Type each record below again, with the same words.
[Opening Exercise data section]
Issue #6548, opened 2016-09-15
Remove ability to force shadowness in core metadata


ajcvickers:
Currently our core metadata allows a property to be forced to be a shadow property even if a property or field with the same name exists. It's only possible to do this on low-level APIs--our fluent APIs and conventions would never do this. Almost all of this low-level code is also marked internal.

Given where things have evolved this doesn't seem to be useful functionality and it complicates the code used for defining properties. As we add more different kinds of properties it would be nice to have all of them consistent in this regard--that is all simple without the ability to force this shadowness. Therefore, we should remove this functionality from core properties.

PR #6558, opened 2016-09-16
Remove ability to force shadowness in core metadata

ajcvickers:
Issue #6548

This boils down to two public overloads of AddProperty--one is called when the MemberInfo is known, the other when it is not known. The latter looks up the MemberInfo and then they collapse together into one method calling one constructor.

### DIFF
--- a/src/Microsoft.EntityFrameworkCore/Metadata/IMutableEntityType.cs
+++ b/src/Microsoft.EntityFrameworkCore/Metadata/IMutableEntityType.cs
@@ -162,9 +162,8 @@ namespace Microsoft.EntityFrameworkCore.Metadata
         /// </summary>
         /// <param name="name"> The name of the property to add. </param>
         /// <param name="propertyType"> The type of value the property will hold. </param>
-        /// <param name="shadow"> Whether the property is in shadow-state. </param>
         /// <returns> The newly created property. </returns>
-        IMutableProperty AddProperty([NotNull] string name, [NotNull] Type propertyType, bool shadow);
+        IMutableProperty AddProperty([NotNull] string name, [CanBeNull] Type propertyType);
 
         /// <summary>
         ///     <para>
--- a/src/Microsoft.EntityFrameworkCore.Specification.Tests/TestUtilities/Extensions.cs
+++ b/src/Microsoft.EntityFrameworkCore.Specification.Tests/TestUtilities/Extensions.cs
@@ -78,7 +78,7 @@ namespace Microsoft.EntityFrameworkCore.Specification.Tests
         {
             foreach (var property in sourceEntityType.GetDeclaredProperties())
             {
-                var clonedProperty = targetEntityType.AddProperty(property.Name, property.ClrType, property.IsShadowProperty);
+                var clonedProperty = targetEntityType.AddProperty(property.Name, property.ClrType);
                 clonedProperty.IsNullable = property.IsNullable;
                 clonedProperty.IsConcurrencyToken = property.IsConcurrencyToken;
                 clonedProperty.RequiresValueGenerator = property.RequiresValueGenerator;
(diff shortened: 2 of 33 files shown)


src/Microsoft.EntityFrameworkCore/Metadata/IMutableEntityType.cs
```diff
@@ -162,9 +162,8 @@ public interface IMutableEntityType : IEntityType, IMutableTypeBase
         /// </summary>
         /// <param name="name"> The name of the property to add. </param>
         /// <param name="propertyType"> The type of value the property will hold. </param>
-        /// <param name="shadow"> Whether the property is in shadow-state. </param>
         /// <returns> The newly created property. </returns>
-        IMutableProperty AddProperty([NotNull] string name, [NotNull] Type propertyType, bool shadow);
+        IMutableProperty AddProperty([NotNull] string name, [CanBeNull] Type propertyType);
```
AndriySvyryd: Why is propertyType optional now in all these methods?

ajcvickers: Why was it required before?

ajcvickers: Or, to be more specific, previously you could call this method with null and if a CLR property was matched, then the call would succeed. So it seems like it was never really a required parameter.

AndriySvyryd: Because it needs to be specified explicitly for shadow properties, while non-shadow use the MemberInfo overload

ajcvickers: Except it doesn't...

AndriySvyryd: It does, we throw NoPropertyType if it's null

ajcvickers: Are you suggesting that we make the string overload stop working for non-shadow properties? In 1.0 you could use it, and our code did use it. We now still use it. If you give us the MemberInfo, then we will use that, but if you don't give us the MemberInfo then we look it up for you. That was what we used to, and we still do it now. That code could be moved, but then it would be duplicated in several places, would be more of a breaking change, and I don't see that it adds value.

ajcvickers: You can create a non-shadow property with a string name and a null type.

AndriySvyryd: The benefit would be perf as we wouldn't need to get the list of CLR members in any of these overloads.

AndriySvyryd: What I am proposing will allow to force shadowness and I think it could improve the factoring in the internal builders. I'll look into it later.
[Closing Exercise data section]
Response:
Issue #6548, opened 2016-09-15
Remove ability to force shadowness in core metadata


ajcvickers:
Currently our core metadata allows a property to be forced to be a shadow property even if a property or field with the same name exists. It's only possible to do this on low-level APIs--our fluent APIs and conventions would never do this. Almost all of this low-level code is also marked internal.

Given where things have evolved this doesn't seem to be useful functionality and it complicates the code used for defining properties. As we add more different kinds of properties it would be nice to have all of them consistent in this regard--that is all simple without the ability to force this shadowness. Therefore, we should remove this functionality from core properties.

PR #6558, opened 2016-09-16
Remove ability to force shadowness in core metadata

ajcvickers:
Issue #6548

This boils down to two public overloads of AddProperty--one is called when the MemberInfo is known, the other when it is not known. The latter looks up the MemberInfo and then they collapse together into one method calling one constructor.

### DIFF
--- a/src/Microsoft.EntityFrameworkCore/Metadata/IMutableEntityType.cs
+++ b/src/Microsoft.EntityFrameworkCore/Metadata/IMutableEntityType.cs
@@ -162,9 +162,8 @@ namespace Microsoft.EntityFrameworkCore.Metadata
         /// </summary>
         /// <param name="name"> The name of the property to add. </param>
         /// <param name="propertyType"> The type of value the property will hold. </param>
-        /// <param name="shadow"> Whether the property is in shadow-state. </param>
         /// <returns> The newly created property. </returns>
-        IMutableProperty AddProperty([NotNull] string name, [NotNull] Type propertyType, bool shadow);
+        IMutableProperty AddProperty([NotNull] string name, [CanBeNull] Type propertyType);
 
         /// <summary>
         ///     <para>
--- a/src/Microsoft.EntityFrameworkCore.Specification.Tests/TestUtilities/Extensions.cs
+++ b/src/Microsoft.EntityFrameworkCore.Specification.Tests/TestUtilities/Extensions.cs
@@ -78,7 +78,7 @@ namespace Microsoft.EntityFrameworkCore.Specification.Tests
         {
             foreach (var property in sourceEntityType.GetDeclaredProperties())
             {
-                var clonedProperty = targetEntityType.AddProperty(property.Name, property.ClrType, property.IsShadowProperty);
+                var clonedProperty = targetEntityType.AddProperty(property.Name, property.ClrType);
                 clonedProperty.IsNullable = property.IsNullable;
                 clonedProperty.IsConcurrencyToken = property.IsConcurrencyToken;
                 clonedProperty.RequiresValueGenerator = property.RequiresValueGenerator;
(diff shortened: 2 of 33 files shown)


src/Microsoft.EntityFrameworkCore/Metadata/IMutableEntityType.cs
```diff
@@ -162,9 +162,8 @@ public interface IMutableEntityType : IEntityType, IMutableTypeBase
         /// </summary>
         /// <param name="name"> The name of the property to add. </param>
         /// <param name="propertyType"> The type of value the property will hold. </param>
-        /// <param name="shadow"> Whether the property is in shadow-state. </param>
         /// <returns> The newly created property. </returns>
-        IMutableProperty AddProperty([NotNull] string name, [NotNull] Type propertyType, bool shadow);
+        IMutableProperty AddProperty([NotNull] string name, [CanBeNull] Type propertyType);
```
AndriySvyryd: Why is propertyType optional now in all these methods?

ajcvickers: Why was it required before?

ajcvickers: Or, to be more specific, previously you could call this method with null and if a CLR property was matched, then the call would succeed. So it seems like it was never really a required parameter.

AndriySvyryd: Because it needs to be specified explicitly for shadow properties, while non-shadow use the MemberInfo overload

ajcvickers: Except it doesn't...

AndriySvyryd: It does, we throw NoPropertyType if it's null

ajcvickers: Are you suggesting that we make the string overload stop working for non-shadow properties? In 1.0 you could use it, and our code did use it. We now still use it. If you give us the MemberInfo, then we will use that, but if you don't give us the MemberInfo then we look it up for you. That was what we used to, and we still do it now. That code could be moved, but then it would be duplicated in several places, would be more of a breaking change, and I don't see that it adds value.

ajcvickers: You can create a non-shadow property with a string name and a null type.

AndriySvyryd: The benefit would be perf as we wouldn't need to get the list of CLR members in any of these overloads.

AndriySvyryd: What I am proposing will allow to force shadowness and I think it could improve the factoring in the internal builders. I'll look into it later.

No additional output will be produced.